** Opening Data listing block **

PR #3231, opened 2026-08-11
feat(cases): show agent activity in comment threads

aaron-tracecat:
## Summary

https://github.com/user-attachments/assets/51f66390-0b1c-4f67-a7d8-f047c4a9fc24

** Closing Data listing block **
** Opening Data listing block **

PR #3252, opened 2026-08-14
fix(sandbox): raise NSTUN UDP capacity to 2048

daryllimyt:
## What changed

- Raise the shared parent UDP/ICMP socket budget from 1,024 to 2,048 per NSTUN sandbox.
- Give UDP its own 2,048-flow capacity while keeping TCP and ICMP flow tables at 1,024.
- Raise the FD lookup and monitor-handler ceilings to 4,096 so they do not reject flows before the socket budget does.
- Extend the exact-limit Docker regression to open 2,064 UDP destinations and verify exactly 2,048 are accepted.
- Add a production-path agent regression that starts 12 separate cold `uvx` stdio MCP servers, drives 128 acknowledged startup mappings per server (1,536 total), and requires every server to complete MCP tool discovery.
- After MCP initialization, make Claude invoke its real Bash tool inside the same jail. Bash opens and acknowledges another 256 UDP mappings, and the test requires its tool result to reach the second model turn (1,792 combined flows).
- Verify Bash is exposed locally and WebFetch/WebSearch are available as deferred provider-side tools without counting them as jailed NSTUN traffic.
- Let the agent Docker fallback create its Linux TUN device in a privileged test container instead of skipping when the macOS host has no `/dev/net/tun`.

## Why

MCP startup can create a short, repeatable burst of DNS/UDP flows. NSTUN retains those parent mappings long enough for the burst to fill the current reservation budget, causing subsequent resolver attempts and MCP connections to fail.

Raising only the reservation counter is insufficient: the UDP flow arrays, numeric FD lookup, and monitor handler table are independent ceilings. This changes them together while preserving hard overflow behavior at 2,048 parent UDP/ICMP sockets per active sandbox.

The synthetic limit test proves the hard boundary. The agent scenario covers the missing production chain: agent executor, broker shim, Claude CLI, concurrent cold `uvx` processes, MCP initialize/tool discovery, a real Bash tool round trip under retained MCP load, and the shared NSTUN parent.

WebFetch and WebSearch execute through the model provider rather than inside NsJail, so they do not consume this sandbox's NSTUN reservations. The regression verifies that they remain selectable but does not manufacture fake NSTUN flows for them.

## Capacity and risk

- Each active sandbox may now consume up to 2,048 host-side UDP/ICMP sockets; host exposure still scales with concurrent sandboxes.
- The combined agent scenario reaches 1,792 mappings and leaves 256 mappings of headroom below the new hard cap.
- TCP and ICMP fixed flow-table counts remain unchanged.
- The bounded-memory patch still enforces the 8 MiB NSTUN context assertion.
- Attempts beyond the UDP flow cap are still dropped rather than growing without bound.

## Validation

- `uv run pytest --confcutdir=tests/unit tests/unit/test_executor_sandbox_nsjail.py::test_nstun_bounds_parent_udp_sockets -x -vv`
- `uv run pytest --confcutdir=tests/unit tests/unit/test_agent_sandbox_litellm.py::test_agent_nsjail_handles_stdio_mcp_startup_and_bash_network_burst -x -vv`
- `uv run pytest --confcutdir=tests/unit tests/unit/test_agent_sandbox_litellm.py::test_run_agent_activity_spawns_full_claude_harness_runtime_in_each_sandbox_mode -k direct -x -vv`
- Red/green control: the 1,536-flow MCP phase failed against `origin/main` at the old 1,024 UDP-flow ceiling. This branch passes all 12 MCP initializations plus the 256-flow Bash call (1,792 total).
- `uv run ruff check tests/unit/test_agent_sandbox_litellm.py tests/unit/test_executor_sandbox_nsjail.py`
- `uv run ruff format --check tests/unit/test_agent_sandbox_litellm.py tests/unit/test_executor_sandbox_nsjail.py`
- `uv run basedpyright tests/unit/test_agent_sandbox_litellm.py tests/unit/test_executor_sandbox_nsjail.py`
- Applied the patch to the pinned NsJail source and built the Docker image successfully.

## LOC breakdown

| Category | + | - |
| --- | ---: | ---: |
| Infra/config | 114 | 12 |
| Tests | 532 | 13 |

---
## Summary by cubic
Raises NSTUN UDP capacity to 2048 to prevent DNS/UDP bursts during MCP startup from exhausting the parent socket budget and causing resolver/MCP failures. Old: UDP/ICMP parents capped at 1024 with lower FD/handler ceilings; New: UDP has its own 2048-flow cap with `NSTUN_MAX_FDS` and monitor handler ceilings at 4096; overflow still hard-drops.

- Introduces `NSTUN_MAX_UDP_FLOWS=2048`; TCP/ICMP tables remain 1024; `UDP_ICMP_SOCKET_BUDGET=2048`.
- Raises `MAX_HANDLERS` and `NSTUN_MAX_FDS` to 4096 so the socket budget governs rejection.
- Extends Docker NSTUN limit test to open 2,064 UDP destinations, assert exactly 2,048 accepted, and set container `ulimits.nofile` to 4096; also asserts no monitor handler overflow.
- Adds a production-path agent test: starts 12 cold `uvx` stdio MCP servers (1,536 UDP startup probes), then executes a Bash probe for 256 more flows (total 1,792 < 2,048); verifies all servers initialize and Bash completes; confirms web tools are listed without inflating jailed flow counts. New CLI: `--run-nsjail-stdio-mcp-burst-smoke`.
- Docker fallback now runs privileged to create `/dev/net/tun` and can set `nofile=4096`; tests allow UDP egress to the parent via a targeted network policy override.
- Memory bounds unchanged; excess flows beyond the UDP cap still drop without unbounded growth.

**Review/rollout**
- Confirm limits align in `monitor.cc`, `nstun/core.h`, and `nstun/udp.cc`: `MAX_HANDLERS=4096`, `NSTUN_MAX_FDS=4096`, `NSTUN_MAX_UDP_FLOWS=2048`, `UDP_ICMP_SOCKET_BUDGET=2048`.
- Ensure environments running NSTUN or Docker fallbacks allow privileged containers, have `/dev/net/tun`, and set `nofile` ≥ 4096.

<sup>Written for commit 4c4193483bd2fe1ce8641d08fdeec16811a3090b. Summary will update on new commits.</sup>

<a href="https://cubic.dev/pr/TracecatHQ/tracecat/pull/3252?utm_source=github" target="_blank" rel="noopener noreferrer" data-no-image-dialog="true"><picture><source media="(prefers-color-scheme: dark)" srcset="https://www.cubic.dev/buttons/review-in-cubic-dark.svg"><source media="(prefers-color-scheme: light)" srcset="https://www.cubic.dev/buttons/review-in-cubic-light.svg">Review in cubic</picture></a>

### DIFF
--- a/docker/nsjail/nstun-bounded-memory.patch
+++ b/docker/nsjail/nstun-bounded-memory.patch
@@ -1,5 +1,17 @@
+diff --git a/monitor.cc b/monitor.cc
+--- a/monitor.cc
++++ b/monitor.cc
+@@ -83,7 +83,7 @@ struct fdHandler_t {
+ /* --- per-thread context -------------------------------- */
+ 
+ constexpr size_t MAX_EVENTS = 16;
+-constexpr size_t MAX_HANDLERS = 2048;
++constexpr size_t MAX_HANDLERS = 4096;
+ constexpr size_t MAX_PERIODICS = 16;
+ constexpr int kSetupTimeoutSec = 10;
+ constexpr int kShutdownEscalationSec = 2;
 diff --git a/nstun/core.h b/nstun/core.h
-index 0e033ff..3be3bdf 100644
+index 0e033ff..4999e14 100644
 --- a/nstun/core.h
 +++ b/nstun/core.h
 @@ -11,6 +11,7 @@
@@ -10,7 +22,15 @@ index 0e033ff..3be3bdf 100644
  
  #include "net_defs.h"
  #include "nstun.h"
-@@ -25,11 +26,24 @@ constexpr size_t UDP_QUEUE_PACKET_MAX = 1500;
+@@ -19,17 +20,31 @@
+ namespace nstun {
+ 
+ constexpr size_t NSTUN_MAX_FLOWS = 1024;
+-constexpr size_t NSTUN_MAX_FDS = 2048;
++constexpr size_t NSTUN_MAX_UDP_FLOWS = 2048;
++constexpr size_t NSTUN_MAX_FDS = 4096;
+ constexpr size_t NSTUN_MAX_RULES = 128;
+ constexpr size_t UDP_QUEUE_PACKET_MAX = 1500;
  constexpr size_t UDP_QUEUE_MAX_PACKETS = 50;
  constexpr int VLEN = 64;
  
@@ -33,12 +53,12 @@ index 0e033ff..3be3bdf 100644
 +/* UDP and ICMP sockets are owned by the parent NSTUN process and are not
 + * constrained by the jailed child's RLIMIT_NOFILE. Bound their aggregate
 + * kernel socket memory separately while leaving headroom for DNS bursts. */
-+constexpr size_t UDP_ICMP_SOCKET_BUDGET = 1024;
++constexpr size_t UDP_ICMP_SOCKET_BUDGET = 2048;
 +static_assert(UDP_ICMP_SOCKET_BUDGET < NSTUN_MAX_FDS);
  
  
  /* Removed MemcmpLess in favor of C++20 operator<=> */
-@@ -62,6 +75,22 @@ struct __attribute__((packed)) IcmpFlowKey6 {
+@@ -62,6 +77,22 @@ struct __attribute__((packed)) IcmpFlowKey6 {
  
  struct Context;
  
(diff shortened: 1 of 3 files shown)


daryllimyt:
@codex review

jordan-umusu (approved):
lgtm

** Closing Data listing block **

Exercise directions | Only one stretch of the records above is wanted: the lines between the one holding "PR #3252, opened 2026-08-14" and the one holding "MCP startup can", inclusive, reproduced exactly.

Output of the exercise |
PR #3252, opened 2026-08-14
fix(sandbox): raise NSTUN UDP capacity to 2048

daryllimyt:
## What changed

- Raise the shared parent UDP/ICMP socket budget from 1,024 to 2,048 per NSTUN sandbox.
- Give UDP its own 2,048-flow capacity while keeping TCP and ICMP flow tables at 1,024.
- Raise the FD lookup and monitor-handler ceilings to 4,096 so they do not reject flows before the socket budget does.
- Extend the exact-limit Docker regression to open 2,064 UDP destinations and verify exactly 2,048 are accepted.
- Add a production-path agent regression that starts 12 separate cold `uvx` stdio MCP servers, drives 128 acknowledged startup mappings per server (1,536 total), and requires every server to complete MCP tool discovery.
- After MCP initialization, make Claude invoke its real Bash tool inside the same jail. Bash opens and acknowledges another 256 UDP mappings, and the test requires its tool result to reach the second model turn (1,792 combined flows).
- Verify Bash is exposed locally and WebFetch/WebSearch are available as deferred provider-side tools without counting them as jailed NSTUN traffic.
- Let the agent Docker fallback create its Linux TUN device in a privileged test container instead of skipping when the macOS host has no `/dev/net/tun`.

## Why

MCP startup can create a short, repeatable burst of DNS/UDP flows. NSTUN retains those parent mappings long enough for the burst to fill the current reservation budget, causing subsequent resolver attempts and MCP connections to fail.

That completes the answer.